# Change in binomial proportion confidence interval

I'm having trouble calculating 95% confidence intervals for a change in binomial proportion. For example, in group $A$, there are $4$ successes out of $n =20$. In group $B$, there are $12$ successes out of $n =20$. I am able to calculate the CIs for the proportions separately in R using:

binom.test(4,20,(1/2),alternative="two.sided")
binom.test(12,20,(1/2),alternative="two.sided")


However, I'm interested in the change in proportion for these two groups, group $A = 0.2$ and group $B = 0.6$ with the change in proportion being $0.4$. What I'm really lost on is how to calculate the CIs for this change ($0.4$)?

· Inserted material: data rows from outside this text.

PR #10171, opened 2026-08-27
claude: add a skill for drafting release notes

dhalperi:
The skill drafts the notes for a date-tagged release: read the previous
two releases for format, seed New Contributors from GitHub's
generate-notes API, survey the range by subject prefix to find the
themes, then curate down to what an operator upgrading can observe.
Internal work -- refactors, dependency churn, engine and symbolic
internals, grammar hygiene -- collapses to one line rather than being
enumerated, and breaking changes get their own list.

Credit does not come from `Fixes` trailers alone, since a maintainer
usually authors the fix and the reporter's name appears nowhere in the
commit; the skill sweeps issues closed over the release window and reads
their authors instead. Docker and pybatfish claims are grounded in those
repos, because image platforms and the MCP server are what users
experience but are not in this log.

The result is left as an unpublished draft. Notes that a draft's
`untagged-<hash>` id changes on every edit, so the URL has to be taken
from each command's output.

----

Prompt:

```
Can we create an in-repo skill for release notes?
```

Follows drafting the v2026.08.27 notes in the same session; the include
and exclude rules are the ones that came out of that, after being told
to drop the full commit list, the internal improvements, and the
symbolic engine work.

### DIFF
--- a/.claude/skills/release-notes/SKILL.md
+++ b/.claude/skills/release-notes/SKILL.md
@@ -1,0 +1,159 @@
+---
+name: release-notes
+description: Draft the GitHub release notes for a new Batfish release. Use when asked to prep or cut a release, draft release notes, or summarize what changed since the last tag. Produces a short curated summary written for someone deciding whether to upgrade, credits the people who filed the issues behind each change, and leaves it as an unpublished draft for review.
+---
+
+# Drafting a Batfish release
+
+A release covers 500+ commits, and almost none of them belong in the notes. The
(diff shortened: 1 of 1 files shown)


dhalperi (commented):
> *[Reviewable](https://reviewable.io/reviews/batfish/batfish/10171)* status: <span>:shipit:</span> complete! all files reviewed, all discussions resolved (waiting on dhalperi).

The function prop.test in R calculates the confidence interval for the difference of proprotions if two proportions are entered. Use it in the following way prop.test(x=c(12, 4), n=c(20, 20), alternative="two.sided", conf.level=0.95). The 95%-confidence interval for the difference in your case is $(0.073, 0.727)$.

EDIT

You could also do a permutation test with the package exactRankTests in R. The code is:

library(exactRankTests)

groupB <- c(rep(1, 12), rep(0, 8))
groupA <- c(rep(1, 4), rep(0, 16))

perm.test(groupB, groupA, exact=TRUE, conf.int=TRUE)


The confidence interval based on the permutation test is $(0.1, 0.7)$.